What you need to do: Retype the data below in full, keeping every character as it is.

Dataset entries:
========================
PR #388, opened 2024-04-18
Add strip option in `qjsc` to reduce object size

chqrlie:
- `-s` strips the source code
- `-ss` strips source and line/column numbers information
- `qjsc repl.js` generates an object size of **105726** bytes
========================
Exercise output:
PR #388, opened 2024-04-18
Add strip option in `qjsc` to reduce object size

chqrlie:
- `-s` strips the source code
- `-ss` strips source and line/column numbers information
- `qjsc repl.js` generates an object size of **105726** bytes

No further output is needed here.